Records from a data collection
-----

PR #127, opened 2016-07-17
ALSA-related fixups

i-rinat:
A typo in one of `snd_pcm_open()` call. According to alsa-lib source, `SND_PCM_NO_AUTO_RESAMPLE` is a bit flag, it's tested internally on `pcm->mode`. So it makes more sense to pass it as `mode` parameter, leaving `stream` only for stream type.

Suspend recovery. After suspend, ALSA could return `-ESTRPIPE` error code, which also should be handled. Fortunately, `snd_pcm_recover()` knows how to deal with it. But it doesn't always call `snd_pcm_prepare()` after that, which seems to be required on my hardware. Anyway, it shouldn't hurt to call it one more time.

Event demangling. ALSA API requires calling of `snd_pcm_poll_descriptors_revents()`. Raw `revent` values from `fds` have no meaning as-is.

### DIFF
--- a/src/cubeb_alsa.c
+++ b/src/cubeb_alsa.c
@@ -247,8 +247,9 @@ alsa_refill_stream(cubeb_stream * stm)
   pthread_mutex_lock(&stm->mutex);
 
   avail = snd_pcm_avail_update(stm->pcm);
-  if (avail == -EPIPE) {
+  if (avail < 0) {
     snd_pcm_recover(stm->pcm, avail, 1);
+    snd_pcm_prepare(stm->pcm);
     avail = snd_pcm_avail_update(stm->pcm);
   }
 
@@ -269,6 +270,7 @@ alsa_refill_stream(cubeb_stream * stm)
      a funky state, so recover and try again. */
   if (avail == 0) {
     snd_pcm_recover(stm->pcm, -EPIPE, 1);
+    snd_pcm_prepare(stm->pcm);
     avail = snd_pcm_avail_update(stm->pcm);
     if (avail <= 0) {
       pthread_mutex_unlock(&stm->mutex);
@@ -303,8 +305,9 @@ alsa_refill_stream(cubeb_stream * stm)
       }
     }
     wrote = snd_pcm_writei(stm->pcm, p, got);
-    if (wrote == -EPIPE) {
+    if (wrote < 0) {
       snd_pcm_recover(stm->pcm, wrote, 1);
+      snd_pcm_prepare(stm->pcm);
       wrote = snd_pcm_writei(stm->pcm, p, got);
     }
     assert(wrote >= 0 && wrote == got);
--- a/src/cubeb_alsa.c
+++ b/src/cubeb_alsa.c
@@ -971,7 +971,7 @@ alsa_get_preferred_sample_rate(cubeb * ctx, uint32_t * rate) {
 
   /* get a pcm, disabling resampling, so we get a rate the
    * hardware/dmix/pulse/etc. supports. */
-  r = snd_pcm_open(&pcm, CUBEB_ALSA_PCM_NAME, SND_PCM_STREAM_PLAYBACK | SND_PCM_NO_AUTO_RESAMPLE, 0);
+  r = snd_pcm_open(&pcm, CUBEB_ALSA_PCM_NAME, SND_PCM_STREAM_PLAYBACK, SND_PCM_NO_AUTO_RESAMPLE);
   if (r < 0) {
     return CUBEB_ERROR;
   }
--- a/src/cubeb_alsa.c
+++ b/src/cubeb_alsa.c
@@ -110,20 +110,6 @@ struct cubeb_stream {
 };
 
 static int
-any_revents(struct pollfd * fds, nfds_t nfds)
-{
-  nfds_t i;
-
-  for (i = 0; i < nfds; ++i) {
-    if (fds[i].revents) {
-      return 1;
-    }
-  }
-
-  return 0;
-}
-
-static int
 cmp_timeval(struct timeval * a, struct timeval * b)
 {
   if (a->tv_sec == b->tv_sec) {
@@ -389,7 +375,13 @@ alsa_run(cubeb * ctx)
 
     for (i = 0; i < CUBEB_STREAM_MAX; ++i) {
       stm = ctx->streams[i];
-      if (stm && stm->state == RUNNING && stm->fds && any_revents(stm->fds, stm->nfds)) {
+      if (stm && stm->state == RUNNING && stm->fds) {
+        unsigned short revents = 0;
+
+        snd_pcm_poll_descriptors_revents(stm->pcm, stm->fds, stm->nfds, &revents);
+        if (revents == 0)
+          continue;
+
         alsa_set_stream_state(stm, PROCESSING);
         pthread_mutex_unlock(&ctx->mutex);
         state = alsa_refill_stream(stm);


src/cubeb_alsa.c
```diff
@@ -247,8 +247,9 @@ alsa_refill_stream(cubeb_stream * stm)
   pthread_mutex_lock(&stm->mutex);
 
   avail = snd_pcm_avail_update(stm->pcm);
-  if (avail == -EPIPE) {
+  if (avail < 0) {
     snd_pcm_recover(stm->pcm, avail, 1);
+    snd_pcm_prepare(stm->pcm);
```
kinetiknz: Handling a wider range of errors seems fine here, but I'd like to understand why we need to call snd_pcm_prepare after snd_pcm_recover in each of these places.  As far as I understand, snd_pcm_recover calls snd_pcm_prepare internally for all cases that it needs to... what situation are you seeing where that's not the case?

src/cubeb_alsa.c
```diff
@@ -971,7 +971,7 @@ alsa_get_preferred_sample_rate(cubeb * ctx, uint32_t * rate) {
 
   /* get a pcm, disabling resampling, so we get a rate the
    * hardware/dmix/pulse/etc. supports. */
-  r = snd_pcm_open(&pcm, CUBEB_ALSA_PCM_NAME, SND_PCM_STREAM_PLAYBACK | SND_PCM_NO_AUTO_RESAMPLE, 0);
+  r = snd_pcm_open(&pcm, CUBEB_ALSA_PCM_NAME, SND_PCM_STREAM_PLAYBACK, SND_PCM_NO_AUTO_RESAMPLE);
```
kinetiknz: Nice catch!

src/cubeb_alsa.c
```diff
@@ -389,7 +375,13 @@ alsa_run(cubeb * ctx)
 
     for (i = 0; i < CUBEB_STREAM_MAX; ++i) {
       stm = ctx->streams[i];
-      if (stm && stm->state == RUNNING && stm->fds && any_revents(stm->fds, stm->nfds)) {
+      if (stm && stm->state == RUNNING && stm->fds) {
+        unsigned short revents = 0;
+
+        snd_pcm_poll_descriptors_revents(stm->pcm, stm->fds, stm->nfds, &revents);
```
kinetiknz: This is technically correct, but I'm worried that it'll regress de4940260e197592faaed7d3818e85c6aca56197, where we're forced to ignore the converted revents due to receiving wakeups from poll that results in a converted revent of 0 but also seem to require buffer refill to occur otherwise the devices/streams that behave this way simply don't play at all.

kinetiknz:
Thanks for the patches! I'm happy to merge 12f5e08 as-is, but I need to understand some of the changes in the other commits better before merging them; questions above.

src/cubeb_alsa.c
i-rinat: > I'd like to understand why we need to call snd_pcm_prepare after snd_pcm_recover

I'd like too. But despite documentation saying that `snd_pcm_recover()` should be sufficient, it's not. It seems to be some heuristic knowledge. Perhaps, a bug in a particular audio driver.

If I remove that `snd_pcm_prepare()` after `snd_pcm_recover()`, then after suspend-resume cycle I see `snd_pcm_writei()` returning `-ESTRPIPE` indefinitely on my machine. (With disabled assertion of `wrote >= 0 && wrote == got`, otherwise it just aborts). Playback stops.

Device is on-board audio:
```
00:1b.0 Audio device [0403]: Intel Corporation 7 Series/C210 Series Chipset Family High Definition Audio Controller [8086:1e20] (rev 04)
```

I also seen a message ([link](https://www.linux.org.ru/forum/desktop/12738746), in Russian) about similar issue in Fx47. When that person makes suspend-resume cycle, video playback stops. I can reproduce it too, when ALSA is used. With PulseAudio as a default sound system it works fine. Perhaps, we have similar hardware, I didn't ask.

src/cubeb_alsa.c
i-rinat: This patch is fixing an issue I found when tested suspend-resume recovery. Default frequency on my setup is 48000 Hz. When I tried to play sound file at 44100 Hz I got garbled sound that lasted for some seconds instead of full three minutes.

Here is what happens. `poll()` returns, and `revent` on the `fds` entry is set to `1`, `alsa_refill_stream()` gets called. It tries to determine if there is room available by calling `snd_pcm_avail_update()`. Sometime `avail` is a positive number. Then data callback is called. But sometimes it is just `0`. Then `snd_pcm_recover()` throws away whole buffer and tries to refill. After that another time `poll()` returns with `revent` set to `1`, and another time buffer is disposed. That causes eating data at enormous speeds, and totally breaks synchronization.

There is no sense `revent` value as is. It should be decoded by `snd_pcm_poll_descriptors_revents()` call first. And then it could be, there are no usable events for that stream.

i-rinat: The de4940260e197592faaed7d3818e85c6aca56197 was definitely related to using of `revent`, but I can't think of why it happened. Perhaps that was some peculiarity of an audio driver.

It there any way to reach the person who reported the bug, which was fixed by de4940260e197592faaed7d3818e85c6aca56197? Perhaps, we can ask them to test this patch?

i-rinat: Was that https://bugzilla.mozilla.org/show_bug.cgi?id=1279125 ?
The photo and e-mail look very similar to @DanielFragaBR

kinetiknz: Yeah, that's right.  He has been responsive in the bug, so we can ask him to test.

What we used to do was use any_revent to decide to call refill, then use snd_pcm_poll_descriptors_revents to decide if we'd actually refill the buffer (I don't remember why we have any_revent now), and de49402 removed the snd_pcm_poll_descriptors_revents part of that test specifically because we're getting poll wakeups that snd_pcm_poll_descriptors_revents reports 0 events for... but if we don't refill the stream on those wakeups, we never get playback.  So I'm reasonably sure your change effectively reverts this, but it's also possible that the root cause of that wakeup bug is elsewhere and the fix needs to be made elsewhere.

Here's PortAudio dealing with the same issue: http://music.columbia.edu/pipermail/portaudio/2011-December/013252.html

kinetiknz: So I think the solution is to keep the ignore-revents change I made, but also take the other change I asked Daniel to test in bug 1279125 where we treat avail == 0 as a non-error and avoid taking the snd_pcm_recover path.  That should solve the issue you're seeing without regressing the bugfix.

DanielFragaBR: Ok, I'm here too. What patch exactly do you want me to test? Just provide the patch (or the link) so I can test. Thank you!

kinetiknz:
I merged 12f5e08 and the non-snd_pcm_prepare parts of ba4017a.

Looking at http://www.alsa-project.org/alsa-doc/alsa-lib/pcm.html#pcm_errors, the correct way to handle -ESTRPIPE involves a snd_pcm_resume loop which snd_pcm_recover handles internally.

If we really need the additional snd_pcm_prepare call, we can do that, but it's easier to take the obviously correct changes first and layer on stuff we're less sure about later.

src/cubeb_alsa.c
kinetiknz: > (I don't remember why we have any_revent now)

Digging through history (b54c7c05): in the poll() loop, we didn't used to have access to the PCM to call snd_pcm_poll_descriptors_revents on because the poll() stuff was abstracted out as generic waitables, so we used any_revents to decide if we needed to call the callback for a waitable, which would then decode the revents using snd_pcm_poll_descriptors_revents before proceeding.

kinetiknz: @i-rinat I pushed my propose change:

> here we treat avail == 0 as a non-error and avoid taking the snd_pcm_recover path

as 18efde64d2126f351985bdcfe7b1293c2337df0f.  I'll push a try build for Daniel with the changes of yours I've merged so far plus this change, and another build with your change in 221fbe5 on top of that.

kinetiknz: Daniel confirmed in bug 1279125 that 221fbe5 does regress my fix, so we can't take your change unless we find an alternate fix for the underlying problem.

i-rinat:
Sorry for disappearing. :-(

I've tested again with libcubeb version from the master branch, and now 44100 audio is playing fine, while suspend-resume still stops audio completely. (As expected).

At this moment I see too many data callback calls, each for about 3 to 4 frames. For every poll wakeup alsa_set_stream_state() is called, which in turn calls poll_wake() and causes another wakeup. But I don't know how to fix this without causing that regression again. I need more time to think about it.

i-rinat:
I think, I found what caused resume recovery failure on my machine. I have alsa-lib 1.1.1 with default configuration (i.e. no configuration at all), so dmix is used. And here is what `snd_pcm_resume()` backend code looks like for dmix:
```c
int snd_pcm_direct_resume(snd_pcm_t *pcm)
{
        snd_pcm_direct_t *dmix = pcm->private_data;
        int err;
        
        snd_pcm_direct_semaphore_down(dmix, DIRECT_IPC_SEM_CLIENT);
        err = snd_pcm_resume(dmix->spcm);
        if (err == -ENOSYS) {
                /* FIXME: error handling? */
                snd_pcm_prepare(dmix->spcm);
                snd_pcm_start(dmix->spcm);
                err = 0;
        }
        snd_pcm_direct_semaphore_up(dmix, DIRECT_IPC_SEM_CLIENT);
        return err;
}
```

For some reason `snd_pcm_resume(dmix->spcm)` returns `-ENOSYS`. Perhaps, operation is not implemented in kernel driver at all. Nonetheless, that resets error code to `0`. And while `snd_pcm_prepare()` is called for `dmix->spcm`, it's not called for `dmix` itself. Returned `0` also prevents `snd_pcm_recover()` from calling `snd_pcm_prepare()`.

Latest git version of alsa-lib had changes to `/src/pcm/pcm_direct.c`. Now `snd_pcm_direct_resume()` always returns `-ENOSYS`, and therefore `snd_pcm_prepared()` is also called.

I've tried to run with alsa-lib built from the `master` branch, and resume now works with unchanged version of libcubeb.

kinetiknz:
Thanks for the patches, and thanks for digging in to the resume behaviour and confirming that it's fixed upstream in ALSA!

> At this moment I see too many data callback calls, each for about 3 to 4 frames. For every poll wakeup alsa_set_stream_state() is called, which in turn calls poll_wake() and causes another wakeup. But I don't know how to fix this without causing that regression again. I need more time to think about it.

Hmm, that's something I was worried about when I made the changes for bug 1279125 and it's really unfortunate... I think ultimately we need to find an alternative way to fix that bug, but I don't yet know what we need to do either.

-----

Copy out each line of the records that holds the string "seeing".

kinetiknz: Handling a wider range of errors seems fine here, but I'd like to understand why we need to call snd_pcm_prepare after snd_pcm_recover in each of these places.  As far as I understand, snd_pcm_recover calls snd_pcm_prepare internally for all cases that it needs to... what situation are you seeing where that's not the case?
kinetiknz: So I think the solution is to keep the ignore-revents change I made, but also take the other change I asked Daniel to test in bug 1279125 where we treat avail == 0 as a non-error and avoid taking the snd_pcm_recover path.  That should solve the issue you're seeing without regressing the bugfix.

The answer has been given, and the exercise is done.